We’ll go into much more detail on these rates in an upcoming lecture.

Discussion

You have gotten into the lucrative business of selling luxury cruise life insurance for passengers on ships like the Titanic. Here’s how your insurance works: if a passenger who has bought your insurance perishes, then you will make a payout of $100,000 to their named beneficiary.

Per usual practices in insurance pricing, you plan to charge different prices for different passengers. You plan to set the price using the machine learning model we just trained on the Titanic data set. You will give passenger information to the model, and then base the price on the model’s prediction

If a passenger is predicted to survive, the price is $500.
If a passenger is predicted to perish, the price is $5,000.

Please discuss the following questions:

As we saw above, the model is more likely to incorrectly predict male passengers to perish, and more likely to incorrectly predict female passengers to survive. As a result, the insurance prices for men are significantly higher. Does your insurance scheme have an anti-male bias? Please consider both of the following points of view: - No, there is no bias because the model is simply doing its best to replicate the patterns found in the data. It’s not the model’s fault that men tended not to survive the crash! - Yes, there is bias because the model is creating higher prices for men on the basis of information that includes their sex.

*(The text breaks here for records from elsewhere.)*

PR #5744, opened 2021-01-19
[luci] Introduce new inference test function

llFreetimell:
Parent Issue : #5501

Until now, `CircleTypeInferenceRule.test.cpp` and `CircleShapeInferenceRule.test.cpp`
were using `loco::apply` function and `loco` related inference rules such as
`CircleShapeInferenceRule` or `CircleTypeInferenceRule`.

This commit will introduce new inference test function which uses new inference rules
such as `luci::sinf::Rule` and `luci::tinf::Rule`.

### DIFF
--- a/compiler/luci/service/src/CircleShapeInferenceRule.test.cpp
+++ b/compiler/luci/service/src/CircleShapeInferenceRule.test.cpp
@@ -20,6 +20,7 @@
 
 #include <luci/IR/CircleNodes.h>
 #include <luci/IR/CircleDialect.h>
+#include <luci/Service/CircleShapeInference.h>
 
 #include <loco.h>
 #include <loco/IR/CanonicalDialect.h>
@@ -46,6 +47,54 @@ bool shape_pass(loco::Graph *g)
     .bind(luci::CircleDialect::get(), &circle_rule);
 
   return loco::apply(&rules).to(g);
+}
+
+bool is_same_shape(luci::CircleNode *node, loco::TensorShape shape)
+{
+  if (node->shape_status() != luci::ShapeStatus::VALID)
+    return false;
+
+  if (node->rank() != shape.rank())
+    return false;
+
+  for (uint32_t i = 0; i < node->rank(); ++i)
+  {
+    if (node->dim(i).known() != shape.dim(i).known())
+      return false;
+
+    if (node->dim(i).value() != shape.dim(i).value())
+      return false;
+  }
+
+  return true;
+}
+
+// NOTE This function imitates CircleShapeInferencePass but little bit different.
+//      In CircleShapeInferencePass, DeadNodeQueryService is used to get alive nodes,
+//      which are not detected with postorder_traversal.
+//      However, it is not considered in this function because this is just for testing
+//      inference rule itself, not for inference pass.
+bool circle_shape_pass(loco::Graph *g)
+{
+  luci::sinf::Rule shape_infer_rule;
+  bool changed = false;
+
+  for (auto node : loco::postorder_traversal(loco::output_nodes(g)))
+  {
+    loco::TensorShape shape;
+    auto circle_node = loco::must_cast<luci::CircleNode *>(node);
+
+    if (shape_infer_rule.infer(circle_node, shape) && !is_same_shape(circle_node, shape))
+    {
+      circle_node->rank(shape.rank());
+      for (uint32_t i = 0; i < shape.rank(); ++i)
+        circle_node->dim(i) = shape.dim(i);
+      circle_node->shape_status(luci::ShapeStatus::VALID);
+      changed = true;
+    }
+  }
+
+  return changed;
 }
 
 } // namespace
--- a/compiler/luci/service/src/CircleTypeInferenceRule.test.cpp
+++ b/compiler/luci/service/src/CircleTypeInferenceRule.test.cpp
@@ -16,6 +16,7 @@
 
 #include "TestGraph.h"
 #include "CircleTypeInferenceHelper.h"
+#include <luci/Service/CircleTypeInference.h>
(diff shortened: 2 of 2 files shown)


compiler/luci/service/src/CircleShapeInferenceRule.test.cpp
```diff
@@ -48,6 +49,54 @@ bool shape_pass(loco::Graph *g)
...
+
+  return true;
+}
+
+// NOTE This function imitates CircleShapeInferencePass but little bit different.
+//      In CircleShapeInferencePass, DeadNodeQueryService is used to get alive nodes,
+//      which are not detected with postorder_traversal.
+//      However, it is not considered in this function because this is just for testing
+//      inference rule itself, not for inference pass.
+bool circle_shape_pass(loco::Graph *g)
```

Suppose now that we train and evaluate a version of the model that doesn’t include passenger sex at all:

# versions of the training and test data with sex column removed
X_train_ = X_train.drop("Sex_male", axis = 1)
X_test_   = X_test.drop("Sex_male", axis = 1)

# fit the model
plr.fit(X_train_, y_train)

# extract a prediction
y_pred = plr.predict(X_test_)

# print confusion matrices
ix = X_test["Sex_male"] == 0
print("Female passengers:")
# print((y_test[ix] == y_pred[ix]).mean())
print(confusion_matrix(y_test[ix], y_pred[ix], normalize = "true"))
print("")

ix = X_test["Sex_male"] == 1
print("Male passengers:")
# print((y_test[ix] == y_pred[ix]).mean())
print(confusion_matrix(y_test[ix], y_pred[ix], normalize = "true"))
print("")

Female passengers:
[[0.9        0.1       ]
 [0.46938776 0.53061224]]

Male passengers:
[[0.82978723 0.17021277]
 [0.46666667 0.53333333]]

This looks more even, but now we have a different discrepancy: male passengers are more likely than female passengers to be incorrectly predicted to survive, so now the male insurance prices are lower than the female ones. Discuss the following two propositions:

This version of the model cannot have gender bias because gender was not a feature on which the model was trained.
This version of the model still has gender bias because it leads to higher insurance prices for men.